Thus more film is always exposed than appears in the final version. The proportion of film shot to film
projected is known as 'cutting ratio' and no ideal figure can be laid down. With one director it may be 6
to 1, with another only 3 to I, yet both may obtain equally good results. This sort of trial and error is
common to all the arts. Cecil Benton is said to take many photographs of a subject, Cartier-Bresson
only a few. One painter will do dozens of sketches for a painting, another will paint it without a single
draft. Robert Louis Stevenson was said to have written almost without correction. Honore de Balzac
wrote draft after draft, each a mass of alterations. It is the final result which matters. In principle the
finished picture should present what is significant, have the right pace, cultivate economy of means, yet
not make it impossible for the intended audience to follow.

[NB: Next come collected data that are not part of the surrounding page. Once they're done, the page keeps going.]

PR #999, opened 2022-04-06
Azure CIS 3.10/3.11 Ensure Storage logging is Enabled for Blob/Table Service for 'Read', 'Write', and 'Delete' requests

XOmniverse:
Azure CIS 3.10/3.11 Ensure Storage logging is Enabled for Blob/Table Service for 'Read', 'Write', and 'Delete' requests

tested and working

(Two policies in one pull request because they are extremely similar to one another)


rshade (approved):
LGTM

PR #1001, opened 2022-04-07
POL-611 Invert AWS Disallowed Regions Policy

XOmniverse:
This is a modification of the AWS Disallowed Regions Policy. The user now has to specify a list of regions to allow rather than a list of regions to disallow. There's also been some general cleanup to bring the policy more in line with our current best practices.

Tested and works as expected.


rshade (approved):
LGTM

PR #1014, opened 2022-04-12
Azure CIS 4.1.3 Ensure that 'Auditing' Retention is 'greater than 90 days' 

XOmniverse:
4.1.3 Ensure that 'Auditing' Retention is 'greater than 90 days' 

Tested and works.

(Note: Despite the title in the CIS document, the actual description in the document is "Ensure that RetentionInDays is set to more than or equal to 90" rather than "greater than 90 days". I opted for the former and named the policy accordingly)


taterdog590 (dismissed):
Approved

bryankaraffa (approved):

PR #1065, opened 2022-06-15
Fix: Add `auth: $$auth_rs` for authentication to policy sync template

bryankaraffa:
### Description

Adds `auth: $$auth_rs` to the Flexera API requests in CWF definition.  Currently actions are receiving unauthorized and this is the reason EU Policies are not being published/updated as expected.


beagledeltasix (approved):
Approved

PR #1066, opened 2022-06-15
Fix: Disable random branch suffix on Actions Workflow

bryankaraffa:
### Description

Modifies the GitHub Actions workflow that creates a "Release Candidate" Pull Request to sync changes from `master` branch into `EU_Policies` branch.

Disabling random branch creation will reduce the amount of Pull Requests that are created by this automation and disable the amount of manual cleanup necessary.  Using alternative branching strategies like random is also [not recommended by the actions developer](https://github.com/peter-evans/create-pull-request#alternative-strategy---always-create-a-new-pull-request-branch).

PR #1069, opened 2022-06-15
Revert #1066

bryankaraffa:
Reverts changes from #1066 .  This is required because we can't resolve conflicts with a `master` -> `EU_Policies` PR (Example in https://github.com/flexera-public/policy_templates/pull/1067 )


beagledeltasix (approved):
Reverting change.. Approved

PR #1083, opened 2022-07-18
POL-670 AWS Idle Compute Instance - Bulk API Requests

XOmniverse:
### Description
Fundamental refactor of the AWS Idle Compute Instance policy to use a more efficient API for gathering cloud data.


bryankaraffa (approved):
👍 

Only question/discussion before release would be the release type [minor release -- `v3.5`].  We added a new parameter, and new prams are breaking changes for users applying the policy via API because the new param would need to be added to their http request.  

I feel a major release [`v4.0`] would more closely aligned with [semver](https://semver.org/) if we are following that release strategy, but @cdwilhelm mentioned that we have used minor releases for similar changes in the past..

cdwilhelm (approved):
LGTM

PR #1092, opened 2022-07-26
Throttling - Azure Storage Accounts without Lifecycle Management Policies

XOmniverse:
### Description

Added functionality to allow requests to be delayed to avoid having the Azure API throttle the user. I've tested the policy and it works as expected. No other functionality was added.

(Change was made to accommodate PepsiCo but I saw no reason not to just make it available to everyone)


nia-vf1 (approved):
LGTM

PR #1104, opened 2022-08-18
feat: DescribeRegions filter out not-opted-in

bryankaraffa:
### Description

[`ec2:DescribeRegions`](https://docs.aws.amazon.com/AWSEC2/latest/APIReference/API_DescribeRegions.html) returns all regions by default -- even those not opted into yet.  New regions by default are not opted into as well, so this combination has resulted increased policy template errors when running without specifying region whitelist [`param_allowed_regions`].  

This change filters only regions that are `opted-in` or `opt-in-not-required` in the current account

### Contribution Check List

- [x] All tests pass.

### DIFF
--- a/compliance/aws/disallowed_regions/CHANGELOG.md
+++ b/compliance/aws/disallowed_regions/CHANGELOG.md
@@ -1,5 +1,9 @@
 # Changelog
 
+## v2.7
+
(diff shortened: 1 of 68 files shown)


taterdog590 (approved):
LGTM

PR #1114, opened 2022-09-12
Tag cardinality

XOmniverse:
Adds policies for AWS and Azure to generate tag cardinality reports. These policies have been tested.

Does not currently include GCP; this is TBD due to difficulties with the GCP API.


taterdog590 (approved):
LGTM

PR #1129, opened 2022-11-18
POL-731 Update Azure Unused IP Addresses

nia-vf1:
### Description

Bug fixes - 

- added `ignore_status` for 400 and 404 error codes on Azure APIs to prevent policy from failing when iterating over certain subscriptions
- added condition to handle `resourceType` field where it is equal to null, again to prevent policy from failing

### Issues Resolved

### Contribution Check List

- [ ] All tests pass.


cost/azure/unused_ip_addresses/azure_unused_ip_addresses.pt
```diff
@@ -283,7 +284,7 @@ script "js_get_costs", type:"javascript" do
         "User-Agent": "RS Policies",
         "Api-Version": "1.0"
       },
-      ignore_status: [400]
+      ignore_status: [400, 404]
```
bryankaraffa, line 287: Why is 400 being ignored again?

taterdog590: 400's need to be ignored to avoid legacy Azure AD subscriptions throwing 400 error on requesting any resource via api. MSFT has stated this is not exposed on newer tenants, but no way to filter out these older subscriptions on customer with legacy EA / Azure setups. We actually need to add this to all azure policy, in all sections that check resources.

bryankaraffa (approved):

PR #1143, opened 2022-12-15
HCLIND-1 AWS reserved instance option to exclude compute

degarajesh:
### Description

AWS Reserved Instance Recommendation: Service option to exclude compute

### Issues Resolved

Add new service selection "All Except EC2"

### Contribution Check List

- [ ] All tests pass.


lawrethao (changes requested):
dont forget to update version in the .pt file info block: 
info(
  version: "2.15",
  provider: "AWS",
  service: "EC2",
  policy_set: "Reserved Instance"
)

add a small blurb in the readme on reason for the need for all but EC2 as an option from the jira ticket.

lawrethao (approved):
LGTM

degarajesh:
@lawrethao I added a fix here. Please review whenever you get time.

lawrethao (approved):

cost/aws/reserved_instances/recommendations/aws_reserved_instance_recommendations.pt
```diff
@@ -29,9 +29,9 @@ end
 parameter "param_service" do
   category "RI"
   label "Service"
-  default "All"
+  default "All Except EC2"
```
bryankaraffa, line 32: Changing default value for an existing param is a breaking change.  Also, should this new value be the default?

cost/aws/reserved_instances/recommendations/aws_reserved_instance_recommendations.pt
```diff
@@ -201,11 +201,17 @@ script "js_ri_types", type: "javascript" do
...
-      var services = ["ElastiCache","Elastic Compute Cloud (EC2)","Elasticsearch Service (ES)","Redshift","Relational Database Service (RDS)"]
       _.each(services, function(service){
         result.push({"service":service})
       })
+    } else if (param_service === "All Except EC2"){
+      services.forEach(function(service) {
+        if (service !== "Elastic Compute Cloud (EC2)") {
+          result.push({"service":service})
+        }
+    });
```
bryankaraffa, line 214: Seems like it would be better to add a new param (`param_services_exclude`) instead so it's more extendable (?)

bryankaraffa (commented):
Few comments.. Something that would help is clarity on the use-case these changes are associated with?

cost/aws/reserved_instances/recommendations/aws_reserved_instance_recommendations.pt
degarajesh: good thought!, As per ticket, "add new selection to service input"

https://flexera.atlassian.net/browse/HCLIND-1

I will leave it to @cdwilhelm

cost/aws/reserved_instances/recommendations/aws_reserved_instance_recommendations.pt
degarajesh: answered in the below comment.

cost/aws/reserved_instances/recommendations/aws_reserved_instance_recommendations.pt
cdwilhelm: @degarajesh    The goal is to exclude services included in the Savings Plans so the savings are not duplicated.  There are many ways to solve this.  
I can see more services covered by Savings Plans in the future, such as Databases. Bryan raises a good point to make it extensible.  
@bryankaraffa   how do you see a user of this policy configuring it to exclude EC2 or other services?  What options  would they select in the param_services and param_services_excluded

degarajesh:
In order to fix build issues, will be creating new pull requests from the flexera_templates not from the forked repo.

taniaSol (commented):
@bryankaraffa @cdwilhelm I remember this suggestion being made. At some point we decided to add "All Except EC2" as was asked to get this quickly done and create an additional ticket for the enhancement @bryankaraffa suggested. 
There are pros and cons in both approaches:
"**All Except EC2**": easier to use as it's just a choice from the drop down. Less flexible, if customer wants to get a subset of services -> need to apply multiple services.
**Include/Exclude**: user will need to type service names, but it's provides ultimate flexibility.

Now that due to GitHub issue we weren't able to finish work quickly, I am inclined to take Bryan's idea. We could pre-populate include list with all services by default to save on user typing

PR #1164, opened 2023-01-16
HCLIND-1 AWS reserved instance option to exclude compute

degarajesh:
### Description

AWS reserved instance option to exclude compute

### Issues Resolved

### Contribution Check List

- [ ] All tests pass.

### DIFF
--- a/.idea/.gitignore
+++ b/.idea/.gitignore
@@ -1,0 +1,8 @@
+# Default ignored files
+/shelf/
+/workspace.xml
+# Editor-based HTTP Client requests
+/httpRequests/
+# Datasource local storage ignored files
+/dataSources/
+/dataSources.local.xml
--- a/.idea/.gitignore
+++ b/.idea/.gitignore
@@ -1,8 +1,0 @@
-# Default ignored files
-/shelf/
-/workspace.xml
-# Editor-based HTTP Client requests
-/httpRequests/
-# Datasource local storage ignored files
-/dataSources/
-/dataSources.local.xml
--- a/.idea/inspectionProfiles/Project_Default.xml
+++ b/.idea/inspectionProfiles/Project_Default.xml
@@ -1,6 +1,0 @@
-<component name="InspectionProjectProfileManager">
-  <profile version="1.0">
-    <option name="myName" value="Project Default" />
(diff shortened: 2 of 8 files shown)


taniaSol (commented):
in README, we should remove "to avoid creating exaggerated potential savings" as this would happen if this policy is used in conjunction with "AWS Savings Plan Recommendations" policy.

degarajesh:
> in README, we should remove "to avoid creating exaggerated potential savings" as this would happen if this policy is used in conjunction with "AWS Savings Plan Recommendations" policy.

@taniaSol Updated can you please have a look ?

bryankaraffa:
@taniaSol  I did a review in another PR for this change, want to bubble them up here so they don't get lost
https://github.com/flexera-public/policy_templates/pull/1143#discussion_r1060764854
https://github.com/flexera-public/policy_templates/pull/1143#discussion_r1060767642

And bringing an answer @cdwilhelm 's question in that PR to this PR as well:
> @degarajesh The goal is to exclude services included in the Savings Plans so the savings are not duplicated. There are many ways to solve this. I can see more services covered by Savings Plans in the future, such as Databases. Bryan raises a good point to make it extensible. @bryankaraffa how do you see a user of this policy configuring it to exclude EC2 or other services? What options would they select in the param_services and param_services_excluded
 
There could be two params, both by default are empty lists:
`param_services_include=[]`
`param_services_exclude=[]`
In the PT, if length(`param_services_include`) == 0, then use with list of services defined in PT ("all services").  If param_services_include is not empty, then the list from that param value.
With that services list defined, remove any from the list that exist in the `param_services_exclude`.

This would enable a customer to exclude one (or more) service -- by leaving include empty and providing value in exclude.  A customer could also include only one (or more service) -- by defining include and leaving exclude empty.

taniaSol (commented):
@bryankaraffa @degarajesh I spoke with Doug and he believes 99.9% of use cases will be choosing all services except EC2. Let's finish this one in line with the original ask and we can improve later by adding more flexibility as Bryan suggested.

bryankaraffa:
@taniaSol  -- Feel free to give you're formal approval on this if you feel it's good enough

bryankaraffa (commented):
.

taniaSol (approved):

Issue #9, opened 2015-08-25
Support configuration options


justin808:
Location of server webpack generated file, and default for prerender.

justin808:
LGTM -- is this ready for merge?

PR #15, opened 2015-08-31
Add React on Rails configuration

samnang:
https://github.com/shakacode/react_on_rails/issues/9

Pair with Mario(@mapreal19)

### DIFF
--- a/spec/dummy/config/initializers/react_on_rails.rb
+++ b/spec/dummy/config/initializers/react_on_rails.rb
@@ -1,0 +1,3 @@
+ReactOnRails.configure do |config|
+  config.bundle_js_file = "app/assets/javascripts/generated/server.js"
+end
--- a/app/helpers/react_on_rails_helper.rb
+++ b/app/helpers/react_on_rails_helper.rb
@@ -26,8 +26,8 @@ module ReactOnRailsHelper
     # server has already rendered the HTML.
     @react_component_index ||= 0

Thirdly, cutting can be used to build up a picture of an object, an action, or a person, by taking
them from different aspects. By doing this it can give a very full picture with great economy, perhaps
bringing out various traits which can be contrasted, or combined, with emphasis on particular features.
For instance in Last Tango in Paris the camera introducing us to Marlon Brando shows his rather
flamboyant coat, peers at his wrinkles, at the bags under his eyes, at his morose expression. Again in the
tango dance scene, the camera cuts from shot to shot of legs at odd angles, of couples frozen in
grotesque stances making them both beautiful and ridiculous. Because of cutting, the cinema can show
actors' faces large enough to let us see their expression in every detail. It can show contrasting
expressions turn and turn about in the shot and countershot of conversation.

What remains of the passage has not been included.